Frank,

Thanks. Unsurprisingly IEEE has rid the web of the Spreadbury paper. I'll add 
it to my list the next time I make a university library visit.

What's rather different about my intended mathematical modeling is I do not 
assume a simple exponential. I assume that the correct functional model is 
*not* a straight line on log paper but is describable by a physical model which 
can be developed from basic continuum mechanics principles via the 
constituitive equations and device geometry.

What I want to do is to develop one or more physical models with unknown 
parameters and then search model space for the parameters and model which best 
fit. This has been routine in the development of multiparameter equations of 
state, but there are more recent methods than existed when I last dealt with 
that topic. Candes named the technique "The Dantzig Selector" in honor of the 
developer of operations research and the simplex method.

The mathematics I intend to use was developed in 2004-2006 by Emmanuel Candes 
and David Donoho. I consider it the greatest advance in applied mathematics 
since Wiener & Shannon in 1930-50. From an old seismic processor, that is high 
praise indeed.

The part that is mind boggling is you can solve a problem with 50,000 unknowns 
and 50 measurements. You have an overwhelming probability of a solution and if 
you get one, it is provably the optimal solution.

I stumbled across it quite accidentally. When it sank in I was doing something 
I'd been taught was impossible I was so fascinated I spent 3 years reading the 
most difficult 3000 pages of mathematics I've ever come across. One of the 
proofs by Donoho was 15 pages long! I even wound up adding a couple of books on 
the properties of regular polytopes in N dimensional space to my library! My BA 
is in English lit, so that is a rather far journey from where I started 40+ 
years ago.

I raised the subject on EEVblog a long time ago, but was never able to get 
usable data from anyone. I am merely asking for a chance to fail, but have not 
been able to get data despite repeated requests. Thus my query here.

As Kirkby pointed out, the metadata is as important as the data. Measurement 
protocol, lab conditions, instrument history are all significant factors. What 
makes what I want to try so different from what has been done in the past is 
described in the introduction to this paper by David Donoho from September 2004.
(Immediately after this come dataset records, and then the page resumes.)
PR #3188, opened 2025-01-10
CB-6063 feat: add ability to import data without PK

SychevAndrey:
[video](https://github.com/user-attachments/assets/df7ac05e-6aa0-4f83-8ab0-e82dfd97c6e5)


webapp/packages/plugin-data-import/src/DataImportBootstrap.ts
```diff
@@ -103,7 +103,7 @@ export class DataImportBootstrap extends Bootstrap {
         const presentation = context.get(DATA_CONTEXT_DV_PRESENTATION);
         const isContainer = model.source instanceof ContainerDataSource;
         return (
-          !model.isReadonly(resultIndex) &&
```
devnaumov: Fix is not clear for me. Why do we need this? Previous logic seems fine

devnaumov: You probably need to use hasRowIdentifier flag to check whether table has pk

devnaumov (changes requested):

webapp/packages/plugin-data-import/src/DataImportBootstrap.ts
SychevAndrey: this isReadonly method uses hasRowIdentifier inside, which we should ignore. How do you see this c check here?

devnaumov: We probably want to add new flag something like isAppendAllowed as adding new row from ui is not allowed but import is allowed that basically does the same

SychevAndrey: No, this is not true

SychevAndrey:
So we discussed with @Wroud and agreed that the only option to add the hasRowIdentifier flag because it is used in different places, not only related to insertion. This is how it works now:
https://github.com/user-attachments/assets/df7ac05e-6aa0-4f83-8ab0-e82dfd97c6e5

webapp/packages/plugin-data-spreadsheet-new/src/DataGrid/DataGridContextMenu/DataGridContextMenuCellEditingService.ts
```diff
@@ -86,29 +86,32 @@ export class DataGridContextMenuCellEditingService {
         const isComplex = format.isBinary(key) || format.isGeometry(key);
         const isTruncated = content.isTextTruncated(key);
         const selectedElements = select?.getSelectedElements() || [];
+        const hasRowIdentifier = model.hasRowIdentifier(resultIndex);
+        // we can't edit table cells if table doesn't have row identifier, but we can edit new created rows before insert (CB-6063)
+        const canEdit = hasRowIdentifier || (!hasRowIdentifier && editor.getElementState(key) === DatabaseEditChangeType.add);
```
Wroud: this is equal to `hasRowIdentifier || editor.getElementState(key) === DatabaseEditChangeType.add`

webapp/packages/plugin-data-viewer/src/DatabaseDataModel/DatabaseDataSource.ts
```diff
@@ -206,6 +206,10 @@ export abstract class DatabaseDataSource<TOptions, TResult extends IDatabaseData
     return !this.isLoading() && !this.disabled;
   }
 
+  hasRowIdentifier(resultIndex: number): boolean {
+    return this.getResult(resultIndex)?.data?.hasRowIdentifier === true;
+  }
```
Wroud: we need to abstract it from Row because we have documents also where we don't have rows but have documents (json), i suggest to use `hasElementIdentifier` or `hasIdentifiers`

Wroud (changes requested):

Wroud (approved):

PR #3209, opened 2025-01-24
CB-6152 restrict editing bool and hide actions in datasets

SychevAndrey:


webapp/packages/plugin-data-viewer/src/TableViewer/TableFooter/TableFooterMenu/TableFooterMenuService.ts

https://statistics.stanford.edu/research/most-large-underdetermined-systems-linear-equations-minimal-l1-norm-solution-also-sparsest

I've very much appreciate an ASCII text file of your data and relevant 
metainformation. CSV format is probably the easiest, but I can convert any 
format you have the data in given a description of the format.

Have Fun!
Reg     On Wednesday, August 28, 2019, 5:54:45 PM CDT, Frank Stellmach 
<[email protected]> wrote:  
 
 Hello Reginald,

the LTZ100 has been discussed and investigated thoroughly, over on eevblog.

https://www.eevblog.com/forum/metrology/ultra-precision-reference-ltz1000/

https://www.eevblog.com/forum/metrology/the-ltflu-(aka-sza263)-reference-zener-diode-circuit/

There you'll find chip and assembly pictures of the LTZ1000 / A, LTFLU, 
and SZA 263 as well.


A lot of speculation and investigation about the time, temperature (T.C. 
trimming), and hysteretic drift can also be found there.

It's a very long thread, anyhow.

Spoiler: The LTZ1000A shows more hysteresis and also random dips, than 
the LTZ1000.


Then I also can recommend John R. Pickerings famous patent to mitigate 
hysteresis effects after temperature excursions.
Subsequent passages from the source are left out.